§ **RECORDS SHOWN**
+-------+
PR #1250, opened 2019-06-03
mam/api: api_wrap - remove redundant and weird set

tsvisabo:
obsolete tag is already been reset with previous call to `transaction_reset`
and it also shouldn't be set by `signature_or_message` value which is confusing


mam/api/api.c
```diff
@@ -37,7 +37,6 @@ static void mam_api_bundle_wrap(bundle_transactions_t *const bundle, trit_t cons
   flex_trits_from_trits(buffer, NUM_TRITS_MESSAGE, address, NUM_TRITS_ADDRESS, NUM_TRITS_ADDRESS);
   transaction_set_address(&transaction, buffer);
   transaction_set_value(&transaction, 0);
```
thibault-martinez: We can also remove this

mam/api/api.c
```diff
@@ -505,6 +504,7 @@ retcode_t mam_api_bundle_read(mam_api_t *const api, bundle_transactions_t const
                               size_t *const payload_size, bool *const is_last_packet) {
   retcode_t ret = RC_OK;
   trit_t tag[NUM_TRITS_TAG];
+  trit_t *const msg_id = tag;
```
thibault-martinez, line 506: Why do we introduce this ? Just for the name ? Is that really necessary ?

thibault-martinez (changes requested):

mam/api/api.c
tsvisabo: kind of annoyed me that in one place we use `msg_id` as key for ctx map and in the other we use `tag`,
if you think it's not necessary, i'll accept

thibault-martinez: I don't have a strong opinion on this, I usually go for less variables when that's possible but I understand the idea

tsvisabo: I am also in favor of less, but i prefer consistency/clarity, so this time, i am ok with the cost

thibault-martinez (approved):

PR #1273, opened 2019-06-10
gossip: fix warnings

thibault-martinez:


tsvisabo (approved):

gossip/services/udp_sender.cc
```diff
@@ -37,6 +37,8 @@ bool udp_endpoint_destroy(endpoint_t *const endpoint) {
   boost::asio::ip::udp::endpoint *destination =
       reinterpret_cast<boost::asio::ip::udp::endpoint *>(endpoint->opaque_inetaddr);
   delete destination;
+  endpoint->opaque_inetaddr = NULL;
```
oopsmonk, line 40: it's no effect if you want to set the caller to NULL you have to pass a pointer to that pointer.
`bool udp_endpoint_destroy(endpoint_t *&endpoint)`

thibault-martinez: No it's ok since we are dereferencing from endpoint which is itself a pointer

oopsmonk: my understanding for setting `opaque_inetaddr` to NULL is to prevent the double free issue or dangling pointer in c/c++, but here is not work cause you set the local variable to NULL, not the caller. 
this line is meaningless since you won't use the `opaque_inetaddr` later in `udp_endpoint_destroy`.

thibault-martinez: This is definitely setting the caller variable to NULL because we dereference an endpoint pointer. I do agree it is less critical than for the TCP version but it can still prevent using `udp_send` on a released UDP endpoint.

PR #1283, opened 2019-06-12
mam/api: export prefix to be defined via target 'defines' list

tsvisabo:


mam/defs.h
```diff
@@ -24,6 +24,13 @@
 #include <stddef.h>
 #include <stdint.h>
 
+#if defined(MAM_EXPORT_JS)
```
oopsmonk: use the preprocessor define.
```suggestion
#ifdef __EMSCRIPTEN__
```

mam/api/BUILD
```diff
@@ -31,3 +39,18 @@ map_generate(
...
+# Build command:
+# bazel clean (recommended)
+# bazel build --spawn_strategy=local --define=workspace=$(bazel info workspace)  --define=output_base=$(bazel info output_base)  --config=emscripten //mam:mam.js
+
+emcc_binary(
+    name = "api.js",
+    srcs = [
+        "api.c",
+    ],
+    defines = ["MAM_EXPORT_JS"],
```
oopsmonk: remove

oopsmonk (changes requested):

mam/api/BUILD
thibault-martinez: @tsvisabo Maybe that solve the issue of needing to have it under /mam/api ?

tsvisabo: but how then where would you define `__EMSCRIPTEN__`?

thibault-martinez: I believe @oopsmonk suggested it's defined by emscripten compilers, right ?

mam/api/api.c
```diff
@@ -261,7 +261,7 @@ static retcode_t mam_api_bundle_read_packet_from_msg(mam_msg_read_context_t *ctx
  * Public functions
  */
 
-retcode_t mam_api_init(mam_api_t *const api, tryte_t const *const mam_seed) {
+MAM_EXPORT retcode_t mam_api_init(mam_api_t *const api, tryte_t const *const mam_seed) {
```
thibault-martinez: Remove from C file

thibault-martinez (changes requested):

mam/api/BUILD
tsvisabo: could be, i'll check as soon as my pc is back to normal

oopsmonk: it's predefined in the toolchain.

thibault-martinez (dismissed):

mam/api/BUILD
oopsmonk: normally, compilers will define some flags or macros for platforms and itself that can help to distinguish the environment. we should use it, not define a new one by us. here `__EMSCRIPTEN__` is always be set when compiling app via emscripten. not sure if it's mentioned in the doc tho. :-P

oopsmonk (dismissed):

thibault-martinez (approved):

PR #1292, opened 2019-06-13
infra: update iota.lib.cpp

### LINKED ISSUE #1228: tanglescope: doesn't build on macOS

thibault-martinez:
Fixes #1228

### DIFF
--- a/tools/bazel.rc
+++ b/tools/bazel.rc
@@ -2,11 +2,8 @@ build --copt -W
 build --copt -Wall
 build --copt -Wextra
 
-build --cxxopt -W
-build --cxxopt -Wall
-build --cxxopt -Wextra
-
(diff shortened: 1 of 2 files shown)


tools/bazel.rc
```diff
@@ -2,11 +2,8 @@ build --copt -W
 build --copt -Wall
 build --copt -Wextra
 
-build --cxxopt -W
-build --cxxopt -Wall
```
oopsmonk, line 6: why remove warnings in C++ only?

thibault-martinez: Because `--copt` actually covers C and C++ so they were added twice on C++.
Ref: https://docs.bazel.build/versions/master/user-manual.html#flag--copt

oopsmonk (approved):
+-------+
§ **WHAT IS EXPECTED**
Find all lines in the records that hold the word "buffer". Copy them.

§ **COMPLETED TASK**
   flex_trits_from_trits(buffer, NUM_TRITS_MESSAGE, address, NUM_TRITS_ADDRESS, NUM_TRITS_ADDRESS);
   transaction_set_address(&transaction, buffer);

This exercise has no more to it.